Stating that there were several unofficial channels in the form of recruiting agents, who were operating illegally, she wondered how else could one explain semi-skilled nurses being sent as trained nurses? "This also means putting the lives of people in danger," she said.

"The Indian government should step in and ensure that in every embassy abroad a cell is established for women migrants, which can be approached for help and assistance," she added.

Manasi Mishra, head of the Research and Knowledge Department of CSR, said: "The women are in high demand and lured by middlemen. They are better educated with more than 45 per cent of them completing their higher secondary education in comparison with only 18 per cent of the men."

CSR uncovered the socio-economic background of migrant families, impact on the families left behind and the condition to which the migrants were subjected to in destination countries.

The findings revealed that in many cases the decision to go abroad for employment was taken not by the women themselves but by their husbands and families.

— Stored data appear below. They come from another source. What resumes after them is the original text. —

PR #13572, opened 2026-08-06
feat(BA-7256): add a partial bulk upsert primitive to the RBAC write ops

jopemachine:
## 📚 Stacked PRs

1. 👉 **#13572** — `feat(BA-7256): add a partial bulk upsert primitive to the RBAC write ops` ← you are here
2. ⬇️ #13563 — `feat(BA-7250): support partial success in bulk app config fragment upsert`

Both PRs build and pass CI independently.

## Summary
- The RBAC write ops offer upsert only as the single-item `upsert_scoped`; the bulk partial primitives exist for create (`bulk_create_scoped_partial`) and purge (`bulk_purge_scoped_partial`) but not for upsert, so a bulk upsert caller has to loop the single op inside one transaction and gets all-or-nothing semantics.
- Add `bulk_upsert_scoped_partial`: each row and its scope association share one savepoint, so a rejected row rolls back alone and the rest of the batch lands. The result (`RBACBulkEntityUpserterResultWithFailures`) reports successes and per-index errors (`BulkUpserterError`), mirroring the create/purge partial primitives.

Resolves BA-7256.


src/ai/backend/manager/repositories/ops/rbac/provider.py
```diff
@@ -593,6 +595,30 @@ async def upsert_scoped[TRow: Base](
...
+            try:
+                async with self.savepoint():
+                    result = await self.upsert_scoped(upserter)
+                items.append(result.row)
+            except Exception as e:
+                # upsert_scoped maps the integrity errors its spec declares onto domain
+                # errors; whatever arrives here fails just this row.
+                failed.append(BulkUpserterError(spec=upserter.spec, exception=e, index=index))
+        return RBACBulkEntityUpserterResultWithFailures(items=items, failed=failed)
+
```
fregataa, line 621: Why is this implemented in rbac ops?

And almost all migrated because of monetary problems at home. This included better education for children and to look after dependant parents. The consequences in most cases were harsh and in several cases they were treated almost like slaves.

Policy recommendations

  • The Centre for Social Research has sought some policy recommendations. It suggests that the government should take initiatives to send migrants through proper channel, reduce expenditure incurred for migration and provide loans at low interests or interest free.
  • Provide skill development training to potential migrants before they go abroad.
  • Take necessary measures to stop physical torture against migrants and take initiatives to bring back women migrants who are in the most vulnerable situations without support and cooperation.
  • There is a bar on migration abroad for Indian women below the ageof 30.
  • The causes behind the migration of women are poverty, relocation of the employer, divorce/separation or death of husband or education of children.
  • Women have to spend far less money than men to migrate. While 46 per cent women migrants spend less than Rs.50,000 only 21 per cent men are able to go abroad with such little costs.
  • They predominantly work as housemaids and nurses."